Problem to solve – When you reach the line containing "thalurur, line 320: Do" in the entries below, start writing out each line exactly, and stop after the line containing "PR #3127, opened 2022-08-16".

Records shown –
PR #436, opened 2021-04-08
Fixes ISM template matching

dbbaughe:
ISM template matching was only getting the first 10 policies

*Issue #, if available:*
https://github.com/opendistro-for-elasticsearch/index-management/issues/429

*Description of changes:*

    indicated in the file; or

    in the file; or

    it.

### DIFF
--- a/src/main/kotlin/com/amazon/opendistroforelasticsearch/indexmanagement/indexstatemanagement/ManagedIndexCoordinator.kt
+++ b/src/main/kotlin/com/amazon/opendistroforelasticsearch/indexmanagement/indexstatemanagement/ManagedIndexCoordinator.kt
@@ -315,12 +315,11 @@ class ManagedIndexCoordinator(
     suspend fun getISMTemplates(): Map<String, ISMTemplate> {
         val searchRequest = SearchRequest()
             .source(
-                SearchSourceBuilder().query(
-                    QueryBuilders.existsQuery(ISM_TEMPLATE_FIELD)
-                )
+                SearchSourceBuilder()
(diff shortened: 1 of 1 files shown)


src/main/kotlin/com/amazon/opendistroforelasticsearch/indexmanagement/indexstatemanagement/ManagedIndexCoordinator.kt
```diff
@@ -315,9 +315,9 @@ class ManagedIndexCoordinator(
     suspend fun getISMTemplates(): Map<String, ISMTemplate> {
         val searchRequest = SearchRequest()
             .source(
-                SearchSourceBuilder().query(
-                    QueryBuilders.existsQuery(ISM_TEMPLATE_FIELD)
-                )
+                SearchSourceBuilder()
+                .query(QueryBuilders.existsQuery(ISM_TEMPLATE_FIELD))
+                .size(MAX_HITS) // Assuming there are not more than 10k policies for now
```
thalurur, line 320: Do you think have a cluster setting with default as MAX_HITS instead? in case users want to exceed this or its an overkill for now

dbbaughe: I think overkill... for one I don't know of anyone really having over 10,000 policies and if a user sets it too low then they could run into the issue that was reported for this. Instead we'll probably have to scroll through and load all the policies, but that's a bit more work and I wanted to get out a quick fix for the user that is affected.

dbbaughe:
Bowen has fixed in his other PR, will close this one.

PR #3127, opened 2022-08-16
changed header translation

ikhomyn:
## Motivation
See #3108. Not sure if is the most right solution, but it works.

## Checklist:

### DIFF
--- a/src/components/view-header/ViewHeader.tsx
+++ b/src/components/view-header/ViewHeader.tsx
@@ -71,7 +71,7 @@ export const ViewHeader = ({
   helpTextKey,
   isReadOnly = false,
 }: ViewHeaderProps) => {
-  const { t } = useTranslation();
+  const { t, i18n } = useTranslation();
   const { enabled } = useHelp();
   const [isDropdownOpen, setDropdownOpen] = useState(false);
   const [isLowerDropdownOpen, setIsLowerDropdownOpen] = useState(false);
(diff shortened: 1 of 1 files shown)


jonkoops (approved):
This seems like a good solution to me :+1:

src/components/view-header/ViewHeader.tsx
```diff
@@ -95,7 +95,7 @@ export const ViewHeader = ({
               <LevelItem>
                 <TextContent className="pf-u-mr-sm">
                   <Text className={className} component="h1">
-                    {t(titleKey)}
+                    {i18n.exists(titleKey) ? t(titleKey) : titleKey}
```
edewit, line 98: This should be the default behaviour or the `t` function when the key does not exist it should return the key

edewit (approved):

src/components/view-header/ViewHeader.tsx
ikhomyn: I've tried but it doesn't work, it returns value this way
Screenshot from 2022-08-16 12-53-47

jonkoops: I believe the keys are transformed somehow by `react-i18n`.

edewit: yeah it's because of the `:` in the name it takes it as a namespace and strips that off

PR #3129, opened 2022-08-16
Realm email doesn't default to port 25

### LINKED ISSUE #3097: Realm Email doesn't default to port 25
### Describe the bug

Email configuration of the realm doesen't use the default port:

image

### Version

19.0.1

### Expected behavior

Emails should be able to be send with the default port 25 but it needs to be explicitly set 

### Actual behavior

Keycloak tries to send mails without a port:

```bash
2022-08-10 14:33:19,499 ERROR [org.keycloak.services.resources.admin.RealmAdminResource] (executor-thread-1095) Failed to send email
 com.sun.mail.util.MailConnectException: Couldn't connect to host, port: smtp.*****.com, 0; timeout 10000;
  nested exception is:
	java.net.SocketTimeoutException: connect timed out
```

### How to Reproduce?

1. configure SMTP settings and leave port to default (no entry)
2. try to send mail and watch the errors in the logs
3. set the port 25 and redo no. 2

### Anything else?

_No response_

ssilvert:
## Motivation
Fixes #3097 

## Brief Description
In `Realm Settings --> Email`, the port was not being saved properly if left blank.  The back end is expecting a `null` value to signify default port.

Task response –
thalurur, line 320: Do you think have a cluster setting with default as MAX_HITS instead? in case users want to exceed this or its an overkill for now

dbbaughe: I think overkill... for one I don't know of anyone really having over 10,000 policies and if a user sets it too low then they could run into the issue that was reported for this. Instead we'll probably have to scroll through and load all the policies, but that's a bit more work and I wanted to get out a quick fix for the user that is affected.

dbbaughe:
Bowen has fixed in his other PR, will close this one.

PR #3127, opened 2022-08-16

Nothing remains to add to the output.